Another strategy is to integrate your rivals. If you’re losing subscribers to OTT services, those OTT services nevertheless need you to continue growing the market beyond a certain point. So partner with them, make it easy for customers to sign up to them through your platform.
Sports would be the other area. It’s been hurt by the pandemic, but we see sports rights as being very difficult to disrupt from an OTT perspective, due to the value of some of the top tier rights. We’ve seen from the struggles of DAZN that it’s not easy to make an OTT play when you’re buying into top-tier sports rights. Pay TV companies have the advantage of having other businesses to offset some of the costs of the expensive sports rights, so sports remains a relative safe haven.
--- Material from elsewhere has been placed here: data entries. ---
PR #445, opened 2021-05-19
To certain functions, add the `fancy_exponents` kwarg, which allows the user to toggle the "fancy exponents" setting in a thread-safe way

DilumAluthge:
This pull request adds the `fancy_exponents::Bool` kwarg to several methods of the following functions:
- `show`
- `showval`
- `showrep`
- `superscript`

We use the fancy Unicode exponents if and only if `fancy_exponents` is `true`.

The `fancy_exponents::Bool` kwarg is optional. The default value is determined as follows:
1. If the user explicitly provides the `fancy_exponents` kwarg, we use that value.
2. Otherwise, if the user has set the `UNITFUL_FANCY_EXPONENTS` environment, and the lowercased value parses to a `Bool`, we use that value.
3. Otherwise, if the user has set the `UNITFUL_FANCY_EXPONENTS` environment variable, but the lowercased value does not parse to a `Bool`, we default to `false`.
3. Otherwise, we default to `true` on macOS and `false` otherwise.

Therefore, if the user does not provide the `fancy_exponents` kwarg, this PR preserves the existing behavior.

# Motivation

Currently, the only way to control the behavior of the fancy Unicode exponents is by the `UNITFUL_FANCY_EXPONENTS` environment variable. Unfortunately, as far as I understand, there is no thread-safe way to modify the environment while calling a Julia function. (The `withenv` function is not thread-safe. The `addenv` function is thread-safe, but as far as I can tell, it only lets you run a `Cmd`.)

The `fancy_exponents` kwarg allows the user to turn fancy Unicode exponents on/off in a thread-safe way.

### DIFF
--- a/Project.toml
+++ b/Project.toml
@@ -1,6 +1,6 @@
 name = "Unitful"
 uuid = "1986cc42-f94f-5a68-af5c-568840ba703d"
-version = "1.7.0"
+version = "1.8.0"
 
 [deps]
 ConstructionBase = "187b0558-2788-49d3-abe0-74a17ed4e7c9"
--- a/src/display.jl
+++ b/src/display.jl
@@ -23,6 +23,15 @@ const prefixdict = Dict(
     24  => "Y"
 )
 
+const docstring_for_fancy_exponents_kwarg = "- `fancy_exponents::Bool`. By default, this is `true` on macOS and false otherwise."
+
+function get_fancy_exponents_env()
+    v = get(ENV, "UNITFUL_FANCY_EXPONENTS", Sys.isapple() ? "true" : "false")
+    t = tryparse(Bool, lowercase(v))
+    fancy_exponents = (t === nothing) ? false : t
+    return fancy_exponents
+end
+
 """
 `abbr(x)` provides abbreviations for units or dimensions. Since a method should
 always be defined for each unit and dimension type, absence of a method for a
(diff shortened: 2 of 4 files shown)


giordano:
I can't say I'm a fan of using environment variables for this. Why not using IO context instead?

DilumAluthge:
Sure, that would work. I just didn't want to break the existing behavior of the package.

DilumAluthge:
I.e. the package already uses the environment variable.

giordano:
How using IO context would be different from using an environment variable?

DilumAluthge:
Ah I think I see what you mean.

DilumAluthge:
Well just to clarify, we'd use IO contexts instead of the kwarg. The `UNITFUL_FANCY_EXPONENTS` environment still has to stay as a fallback.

It’s a hard thing to do, the loss of subscribers is a cyclical trend which has now turned secular thanks to a weaker economy.
I think creating further touch points with the customer from a technology standpoint helps. Comcast’s X1 is a good example, they’ve made the user interface much more seamless, which is important.
But I think this is a train that’s left the station. I think on the other side of COVID, people are going to be evaluating all their bills, and asking if they need to pay as much as they do. You always want to be an essential service, but it’s hard to be an essential service when there’s a trade-down option, and unfortunately for pay TV there is with the OTT services.
The good news is that broadband is more important than ever, and if people are streaming everything, people will be looking for fast broadband. The margin profile on a broadband-only subscription is so much higher than for a video subscription, where you have to costs from content are so high. So they’re moving towards a model where they control the economics, rather than having many mouths to feed.
Traditional TV businesses have been hit hard, in particular free-to-air providers who rely on key shows to pull in viewers, and thus advertising. This has been evident in the latest quarterly earnings. And there will be a bigger impact over coming quarters, with continued loss of revenue from advertising, as well as consumers demanding money back from subscriptions. It is important for providers to connect with new audiences in a different way.
The successful release of Trolls World Tour movie via the internet is a notable example. Though this is alarming for the film business, it paves the way for a new way to reach users and maximise revenue. Also, it mitigates against the growing concern around piracy. This does not imply a streaming-only future ,as it might not be appropriate for everyone. But during these uncertain and unprecedented times, it represents a great opportunity for innovation and unique storytelling.
Broadcasters should be applauded for the way they have kept the airwaves ticking over with remote production and virtual galleries. It underlines the value of connectivity. Convergence is firmly the next battle ground among providers. It is all about diversification and offering a broad portfolio of services. Beyond the aggregation of live, streaming and downloading content, there is growing appetite to have cloud-based games as well as music included into bundles.